O placar teve oscilações: o Corinthians abriu o marcador ainda no primeiro tempo, e o Timão soube manter pressão até ampliar. Matheuzinho fez o segundo gol em jogada construída pelo time, e Breno Bidon completou no fim para garantir os três pontos. O São Paulo chegou a empatar aproveitando erro na saída de bola — um lance que expôs uma falha pontual da defesa alvinegra — e também teve participação de Bobadilla e Luciano na reta do empate.
A partida traz sinais mistos para o Corinthians: ofensivamente houve criação e contundência, com finalizações e oportunidades criadas graças à leitura e qualidade de Garro; defensivamente, porém, episódios como a perda de posse que gerou o empate e um gol-contra bizarro na reta final mostram que a equipe ainda tem vulnerabilidades a corrigir. O goleiro do Timão fez intervenções importantes e não teve culpa nas bolas que resultaram em gol.

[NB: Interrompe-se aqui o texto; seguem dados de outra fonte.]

PR #846, opened 2023-07-06
fix: unit testing suite should test by using the panther_analysis_tool.immutable types

edyesed:
### Background

`isinstance(thing, list)` can be problematic due to `panther_analysis_tool.immutable.ImmutableList` returning falsey for that isinstance check and local unit tests returning truthy. 

This PR updates the global helper unit test cases to use `panther_analysis_tool.immutable.ImmutableCaseInsensitiveDict`  as a wrapping type for test events. 

This PR also updates the underlying global helper functions to typecheck against `collections.abc.Sequence` or `collections.abc.Mapping` as necessary.  

Note: no detections should need to be updated as a result of this.

This update is expected to be fully backwards compatible, should a `dict` or `list` make it into any of the updated python functions. 

Truth Table for `isinstance(object, type)` 
| object |  type | truthy | 
| --- | --- | --- | 
| str | collections.abc.Sequence | true | 
| list | collections.abc.Sequence | true | 
| dict | collections.abc.Sequence | false | 
| ImmutableList | collections.abc.Sequence  | true |
| ImmutableList | collections.abc.Mapping | false |
| ImmutableList |  list  | false | 
| ImmutableDict | collections.abc.Sequence | false |
| ImmutableDict | collections.abc.Mapping | true |
| ImmutableDict | dict | false |

### Testing

make test

### DIFF
--- a/global_helpers/global_helpers_test.py
+++ b/global_helpers/global_helpers_test.py
@@ -165,50 +165,49 @@ class TestBoxParseAdditionalDetails(unittest.TestCase):
         self.initial_str_list_json = "[1, 2, 3, 4]"
 
     def test_additional_details_string(self):
-        event = {"additional_details": self.initial_str}
+        event = ImmutableCaseInsensitiveDict({"additional_details": self.initial_str})
         returns = p_b_h.box_parse_additional_details(event)
         self.assertEqual(returns.get("t", 0), 10)
 
     # in the case of a byte array, we expect the empty dict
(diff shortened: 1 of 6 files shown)


edyesed:
cc/ @egibs , I updated `deep_walk` to consider collections.abc.Sequence instead of list in one spot

egibs (approved):
`deep_walk` changes look good to me!

andrea-youwakim (approved):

No plano da gestão do jogo, chama atenção que Diniz só mexeu na equipe aos 36 minutos do segundo tempo, uma alteração tardia que poderia ter sido antecipada para administrar o resultado ou refrescar setores já desgastados. A vitória mantém o Corinthians em ascensão no campeonato, mas não elimina a necessidade de ajustes defensivos e de leitura tática em momentos decisivos.